• **Work item**
Find the word "only" in the listing; pull out each line holding it.

• **Extracted records**
------------------------------------------------------------------------

PR #14152, opened 2025-10-02
📝 Add External Link: Getting started with logging in FastAPI

itssimon:
I wrote an article on request logging and correlating application logs in FastAPI that I'd like to add to the External Links section in the docs. The topic is not covered by any of the existing links.

### DIFF
--- a/docs/en/data/external_links.yml
+++ b/docs/en/data/external_links.yml
@@ -1,5 +1,9 @@
 Articles:
   English:
+  - author: Apitally
+    author_link: https://apitally.io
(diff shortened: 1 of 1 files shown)


YuriiMotov:
We already have similar article, and it looks to me that this new article is a next edition of that old one. Should we replace that old with this new?

https://github.com/fastapi/fastapi/blob/56c0632f863b49b6224a8eea1b899ea8dacffa2e/docs/en/data/external_links.yml#L43-L46

PR #14171, opened 2025-10-10
✅ Expand test matrix to include Windows and MacOS

svlandeg:
Instead of testing on `ubuntu` only, run the test suite also on `macos` and `windows`. Alternate OS & Pydantic for older versions of Python in order not to blow up the combinations (& CI time)

### Ensure correct encoding

When `fastapi-cli` prints the 🚀 , this was causing a `UnicodeEncodeError`. Adding specifically `PYTHONIOENCODING=utf-8` to the environment before running the command, avoids the error.

### Use OS in coverage report name

By including the OS in the coverage file, we prevent overwriting / "file exists" errors.

### Fix combining coverage files from different OS's

When combining the different .coverage.XXX files from the different runs in the matrix, coverage needs to remap the locations. It's easier to just use the [relative_files](https://coverage.readthedocs.io/en/latest/config.html#config-run-relative-files) option as suggested in the Coverage docs.

2025-12-11 @tiangolo edit: update to not include coverage for all intermediate versions, to avoid max file size limit in Smokeshow.


svlandeg:
Not sure why the coverage test won't finish 😕

svlandeg:
[Maintenance update]: the failing CI tests are unrelated, cf https://github.com/fastapi/fastapi/pull/14325.

[Update]: those are now fixed 🎉

svlandeg:
I wonder why the coverage run doesn't end. I feel like I've seen this before on other PRs, but this one gets the issue consistently 🤔

tiangolo (approved):
Awesome, thank you! 🙌

tiangolo:
I just noticed why the coverage is not being reported: https://github.com/fastapi/fastapi/actions/runs/19846770073/job/56865669963

It's erroring out while uploading the files for exceeding the site size of 50MB:

```
     z_fee7577972855584_tutorial001_an_py.html ct=text/html size=16.8KB
    z_fee7577972855584_tutorial001_an_py310_py.html ct=text/html size=15.5KB
    z_b954e22f23c2e1a6_tutorial002_py39_py.html ct=text/html size=12.7KB
    ERROR! z_f0c103b61377e127_test_tutorial001_py.html status=429 response=429: You've exceeded the site size limit of 52428800.
    ERROR! z_86d9a3f0c3307d30_test_tutorial001_py.html status=429 response=429: You've exceeded the site size limit of 52428800.
```

---

I was checking another run from any other PR, and it seems we are very close in size already before this PR, the size is already 45.9MB: https://github.com/fastapi/fastapi/actions/runs/19846633836/job/56865298781

```
    z_e7126a6eca7662f4___init___py.html ct=text/html size=4.5KB
    z_a44f0ac069e85531_test_sub_callbacks_py.html ct=text/html size=88.8KB
    z_6de190ce15502a91_docs_py.html ct=text/html size=91.5KB
upload complete ✓ site size 45.9MB
go to https://smokeshow.helpmanual.io/303b1p370b0b5z0q2q2d/
setting status on github.com/fastapi/fastapi#19eea13, success: "Coverage 100.00%"
Smokeshow upload success!
```

Maybe we could ask for an increase in the limit, but I don't know what the size of the site we need is. Maybe we can try to figure that out to request that increase (or figure out an alternative). :thinking:

tiangolo:
I'm thinking maybe we can just wait for the next week after removing Python 3.8 that might be enough. And then the week after or so removing Pydantic v1, that would also reduce the total size in half or so.

We might just wait a bit.

tiangolo (approved):
Nice, thank you! 🙌 

I tweaked it to not upload coverage for all variants (that are already covered in other tests) to not pass the max file size in Smokeshow, I needed this for another PR as well. 😎

PR #14173, opened 2025-10-11
feat(middleware): expose BaseHTTPMiddleware and update docs

santoshvandari:
### Summary
This PR exposes `BaseHTTPMiddleware` directly from `fastapi.middleware.base` for convenience, and adds a new multiple-file custom middleware example in documentation.


YuriiMotov (commented):
@santoshvandari, thanks for your interest and efforts!

I think we shouldn't focus on adding more docs on `BaseHTTPMiddleware` - the use of it should be discouraged due to the facts that it has some limitations (https://www.starlette.io/middleware/#limitations, also it's [much slower than pure ASGI middleware](https://github.com/fastapi/fastapi/discussions/6985)).

PR #14186, opened 2025-10-14
🐛 Fix internal Pydantic v1 compatibility (warnings) for Python 3.14 and Pydantic 2.12.1

svlandeg:
The Python 3.14 tests started failing with the Pydantic v.2.12.1 release, because of the combination of https://github.com/fastapi/fastapi/pull/14168 and https://github.com/pydantic/pydantic/pull/12367.

Basically we were importing Pydantic `v1` functionality even when the user had (only) Pydantic v2 installed. This was done in https://github.com/fastapi/fastapi/pull/14168 to support more easy migration from v1 to v2 by allowing mixing versions within the same app.

Here, we prevent importing any `v1` functionality by creating dummy classes for Python 3.14 / Pydantic 2.12.0 onwards, which [drops support](https://github.com/pydantic/pydantic/releases/tag/v2.12.0) for `v1` and emits a [warning](https://github.com/pydantic/pydantic/pull/12367) when importing `v1` functionality.

### TODO

- [x] fix coverage
- [ ] check warning is still shown to users at some point, and not just swallowed by this code.


fastapi/_compat/may_v1.py
```diff
@@ -0,0 +1,123 @@
+import sys
+from typing import Any, Dict, List, Literal, Sequence, Tuple, Type, Union
+
+from fastapi.types import ModelNameMap
+
+if sys.version_info >= (3, 14):
```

------------------------------------------------------------------------

• **Answer to this exercise**
Instead of testing on `ubuntu` only, run the test suite also on `macos` and `windows`. Alternate OS & Pydantic for older versions of Python in order not to blow up the combinations (& CI time)
Basically we were importing Pydantic `v1` functionality even when the user had (only) Pydantic v2 installed. This was done in https://github.com/fastapi/fastapi/pull/14168 to support more easy migration from v1 to v2 by allowing mixing versions within the same app.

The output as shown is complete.